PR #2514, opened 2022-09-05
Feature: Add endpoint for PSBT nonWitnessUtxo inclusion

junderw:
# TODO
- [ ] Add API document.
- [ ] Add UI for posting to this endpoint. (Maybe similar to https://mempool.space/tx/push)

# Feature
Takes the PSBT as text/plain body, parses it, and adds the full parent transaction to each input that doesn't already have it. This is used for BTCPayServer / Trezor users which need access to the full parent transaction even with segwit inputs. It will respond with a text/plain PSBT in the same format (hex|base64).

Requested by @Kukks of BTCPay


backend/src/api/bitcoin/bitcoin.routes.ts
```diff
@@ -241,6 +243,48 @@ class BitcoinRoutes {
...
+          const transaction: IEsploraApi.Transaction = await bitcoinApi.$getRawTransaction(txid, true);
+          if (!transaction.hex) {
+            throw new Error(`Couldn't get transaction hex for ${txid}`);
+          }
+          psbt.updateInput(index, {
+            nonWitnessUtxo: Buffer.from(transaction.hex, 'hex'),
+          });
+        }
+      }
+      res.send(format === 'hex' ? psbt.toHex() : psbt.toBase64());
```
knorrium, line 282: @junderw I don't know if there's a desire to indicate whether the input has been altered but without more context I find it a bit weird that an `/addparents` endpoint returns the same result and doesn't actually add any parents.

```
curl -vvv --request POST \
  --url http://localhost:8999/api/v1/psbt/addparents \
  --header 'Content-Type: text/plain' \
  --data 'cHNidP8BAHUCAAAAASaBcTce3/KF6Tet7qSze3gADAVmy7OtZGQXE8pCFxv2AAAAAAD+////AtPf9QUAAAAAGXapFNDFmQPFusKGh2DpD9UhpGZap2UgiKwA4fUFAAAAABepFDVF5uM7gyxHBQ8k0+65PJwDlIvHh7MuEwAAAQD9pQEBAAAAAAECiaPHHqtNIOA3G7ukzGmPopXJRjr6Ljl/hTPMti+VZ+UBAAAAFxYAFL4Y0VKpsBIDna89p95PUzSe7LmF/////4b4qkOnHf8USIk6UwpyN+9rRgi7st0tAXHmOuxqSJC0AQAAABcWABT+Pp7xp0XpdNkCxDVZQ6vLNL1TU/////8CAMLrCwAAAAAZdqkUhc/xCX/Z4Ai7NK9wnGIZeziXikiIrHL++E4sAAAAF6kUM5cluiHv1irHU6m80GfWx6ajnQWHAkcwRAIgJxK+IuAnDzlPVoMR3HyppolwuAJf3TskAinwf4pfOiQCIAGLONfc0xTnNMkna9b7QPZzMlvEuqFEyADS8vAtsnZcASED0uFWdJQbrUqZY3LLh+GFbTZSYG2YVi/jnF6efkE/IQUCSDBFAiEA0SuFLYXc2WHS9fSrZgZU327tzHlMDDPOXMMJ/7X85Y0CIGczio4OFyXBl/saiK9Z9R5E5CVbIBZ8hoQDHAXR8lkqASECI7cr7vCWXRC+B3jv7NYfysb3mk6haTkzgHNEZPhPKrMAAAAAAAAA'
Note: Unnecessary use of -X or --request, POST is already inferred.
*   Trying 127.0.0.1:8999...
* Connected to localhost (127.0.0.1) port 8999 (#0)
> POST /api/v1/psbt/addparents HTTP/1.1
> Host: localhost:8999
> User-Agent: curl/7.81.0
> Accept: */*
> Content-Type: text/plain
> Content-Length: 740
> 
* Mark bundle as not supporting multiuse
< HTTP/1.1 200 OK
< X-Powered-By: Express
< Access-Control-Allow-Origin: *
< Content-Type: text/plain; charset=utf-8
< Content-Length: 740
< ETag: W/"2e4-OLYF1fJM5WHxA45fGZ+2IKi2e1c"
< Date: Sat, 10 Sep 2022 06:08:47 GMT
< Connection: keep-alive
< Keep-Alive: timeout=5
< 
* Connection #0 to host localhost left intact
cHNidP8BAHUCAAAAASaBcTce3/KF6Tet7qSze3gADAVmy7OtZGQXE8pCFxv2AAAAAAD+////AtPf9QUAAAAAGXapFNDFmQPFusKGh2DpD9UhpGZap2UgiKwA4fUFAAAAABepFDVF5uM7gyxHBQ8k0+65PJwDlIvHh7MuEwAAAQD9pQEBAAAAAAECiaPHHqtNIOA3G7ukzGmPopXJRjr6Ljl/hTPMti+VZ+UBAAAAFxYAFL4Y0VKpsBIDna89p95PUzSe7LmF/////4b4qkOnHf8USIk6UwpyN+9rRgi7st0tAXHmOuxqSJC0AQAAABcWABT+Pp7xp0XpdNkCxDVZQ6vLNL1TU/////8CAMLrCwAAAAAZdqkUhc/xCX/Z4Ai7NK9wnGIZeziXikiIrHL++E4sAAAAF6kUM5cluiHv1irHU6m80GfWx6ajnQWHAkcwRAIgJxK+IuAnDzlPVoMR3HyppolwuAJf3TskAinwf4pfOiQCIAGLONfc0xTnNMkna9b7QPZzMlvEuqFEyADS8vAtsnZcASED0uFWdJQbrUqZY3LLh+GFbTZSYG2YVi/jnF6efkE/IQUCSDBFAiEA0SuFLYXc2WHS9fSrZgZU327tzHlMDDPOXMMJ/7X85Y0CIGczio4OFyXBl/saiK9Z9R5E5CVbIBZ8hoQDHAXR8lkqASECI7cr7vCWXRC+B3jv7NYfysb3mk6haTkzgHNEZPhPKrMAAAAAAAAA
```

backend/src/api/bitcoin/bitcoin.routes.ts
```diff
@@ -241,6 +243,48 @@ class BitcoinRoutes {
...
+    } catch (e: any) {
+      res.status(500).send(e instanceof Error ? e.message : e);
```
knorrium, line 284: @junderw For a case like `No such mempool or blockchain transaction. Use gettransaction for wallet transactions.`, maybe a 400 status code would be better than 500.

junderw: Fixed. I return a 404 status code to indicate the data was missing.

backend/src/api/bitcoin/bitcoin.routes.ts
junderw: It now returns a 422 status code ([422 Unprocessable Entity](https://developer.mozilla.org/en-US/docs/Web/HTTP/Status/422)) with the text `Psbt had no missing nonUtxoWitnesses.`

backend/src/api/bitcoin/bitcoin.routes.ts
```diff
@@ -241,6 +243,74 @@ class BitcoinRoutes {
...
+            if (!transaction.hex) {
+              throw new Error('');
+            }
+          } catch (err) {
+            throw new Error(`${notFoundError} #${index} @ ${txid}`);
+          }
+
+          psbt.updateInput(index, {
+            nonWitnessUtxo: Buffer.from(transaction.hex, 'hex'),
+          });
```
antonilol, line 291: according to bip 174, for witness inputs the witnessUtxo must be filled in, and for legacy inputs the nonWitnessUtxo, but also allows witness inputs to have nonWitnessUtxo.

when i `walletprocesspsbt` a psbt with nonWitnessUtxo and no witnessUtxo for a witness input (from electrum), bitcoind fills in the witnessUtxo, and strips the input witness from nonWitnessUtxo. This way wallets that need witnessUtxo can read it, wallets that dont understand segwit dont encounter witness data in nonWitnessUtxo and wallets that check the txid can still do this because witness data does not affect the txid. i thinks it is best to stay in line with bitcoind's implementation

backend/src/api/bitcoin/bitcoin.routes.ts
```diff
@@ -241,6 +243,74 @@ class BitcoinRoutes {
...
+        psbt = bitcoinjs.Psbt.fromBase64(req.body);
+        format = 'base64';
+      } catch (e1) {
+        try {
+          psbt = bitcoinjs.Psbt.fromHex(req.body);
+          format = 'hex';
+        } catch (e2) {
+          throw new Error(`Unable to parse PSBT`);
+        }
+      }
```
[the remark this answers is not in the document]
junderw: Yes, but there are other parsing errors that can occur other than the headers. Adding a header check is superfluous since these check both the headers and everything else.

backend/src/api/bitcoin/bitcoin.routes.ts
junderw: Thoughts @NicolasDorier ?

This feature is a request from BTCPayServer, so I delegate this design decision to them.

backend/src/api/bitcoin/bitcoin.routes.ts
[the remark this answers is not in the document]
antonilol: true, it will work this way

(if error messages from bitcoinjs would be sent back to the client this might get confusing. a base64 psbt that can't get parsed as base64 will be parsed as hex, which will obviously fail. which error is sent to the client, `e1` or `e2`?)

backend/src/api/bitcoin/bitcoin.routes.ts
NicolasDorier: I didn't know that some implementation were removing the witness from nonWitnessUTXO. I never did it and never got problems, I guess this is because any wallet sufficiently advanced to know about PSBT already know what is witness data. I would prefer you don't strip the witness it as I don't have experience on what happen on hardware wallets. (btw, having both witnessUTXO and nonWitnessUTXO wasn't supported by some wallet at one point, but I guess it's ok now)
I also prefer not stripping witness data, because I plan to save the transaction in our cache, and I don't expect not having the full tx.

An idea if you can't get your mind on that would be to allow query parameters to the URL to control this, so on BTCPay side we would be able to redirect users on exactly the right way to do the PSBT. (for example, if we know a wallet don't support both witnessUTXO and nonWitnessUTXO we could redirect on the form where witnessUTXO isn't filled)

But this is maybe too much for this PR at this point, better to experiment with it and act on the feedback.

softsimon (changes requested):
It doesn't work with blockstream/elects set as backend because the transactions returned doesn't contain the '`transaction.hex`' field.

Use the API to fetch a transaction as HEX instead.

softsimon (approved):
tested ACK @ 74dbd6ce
**********
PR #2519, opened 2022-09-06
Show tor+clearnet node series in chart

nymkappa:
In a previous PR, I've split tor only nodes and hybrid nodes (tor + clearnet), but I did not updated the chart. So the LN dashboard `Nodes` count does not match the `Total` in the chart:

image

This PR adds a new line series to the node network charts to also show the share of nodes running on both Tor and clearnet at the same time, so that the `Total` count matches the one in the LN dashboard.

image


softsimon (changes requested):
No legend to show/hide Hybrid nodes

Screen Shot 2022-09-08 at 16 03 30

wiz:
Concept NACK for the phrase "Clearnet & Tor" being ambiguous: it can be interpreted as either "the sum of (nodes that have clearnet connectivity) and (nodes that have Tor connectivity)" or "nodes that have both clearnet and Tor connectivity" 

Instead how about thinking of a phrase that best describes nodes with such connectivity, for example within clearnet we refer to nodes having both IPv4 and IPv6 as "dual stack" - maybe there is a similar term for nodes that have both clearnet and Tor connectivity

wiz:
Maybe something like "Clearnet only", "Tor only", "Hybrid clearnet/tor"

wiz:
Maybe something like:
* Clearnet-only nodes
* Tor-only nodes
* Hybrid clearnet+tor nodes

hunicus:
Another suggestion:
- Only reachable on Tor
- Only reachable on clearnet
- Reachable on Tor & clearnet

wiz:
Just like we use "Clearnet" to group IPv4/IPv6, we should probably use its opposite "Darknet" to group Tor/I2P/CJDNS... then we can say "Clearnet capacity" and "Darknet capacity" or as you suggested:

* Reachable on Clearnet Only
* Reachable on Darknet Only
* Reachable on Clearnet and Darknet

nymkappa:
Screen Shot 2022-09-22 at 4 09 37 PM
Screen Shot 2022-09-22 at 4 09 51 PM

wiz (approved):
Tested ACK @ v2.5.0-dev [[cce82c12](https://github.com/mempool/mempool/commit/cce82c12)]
**********
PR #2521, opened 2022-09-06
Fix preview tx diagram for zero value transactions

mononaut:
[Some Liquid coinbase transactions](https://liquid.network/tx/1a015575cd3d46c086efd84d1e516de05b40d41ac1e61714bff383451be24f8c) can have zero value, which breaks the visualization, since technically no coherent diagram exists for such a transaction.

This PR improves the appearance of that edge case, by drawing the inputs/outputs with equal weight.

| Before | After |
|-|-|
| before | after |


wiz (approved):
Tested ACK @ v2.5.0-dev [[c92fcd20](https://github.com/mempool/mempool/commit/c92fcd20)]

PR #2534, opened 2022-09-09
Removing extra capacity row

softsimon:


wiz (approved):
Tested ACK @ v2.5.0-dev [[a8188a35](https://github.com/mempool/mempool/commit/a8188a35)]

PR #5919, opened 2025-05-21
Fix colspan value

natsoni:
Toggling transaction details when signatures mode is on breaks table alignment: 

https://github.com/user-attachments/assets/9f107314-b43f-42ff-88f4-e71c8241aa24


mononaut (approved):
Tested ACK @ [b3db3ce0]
**********
=== Task goal ===
Show each line from the listing above that includes the word "catch".

=== Reply ===
+    } catch (e: any) {
+          } catch (err) {
+      } catch (e1) {
+        } catch (e2) {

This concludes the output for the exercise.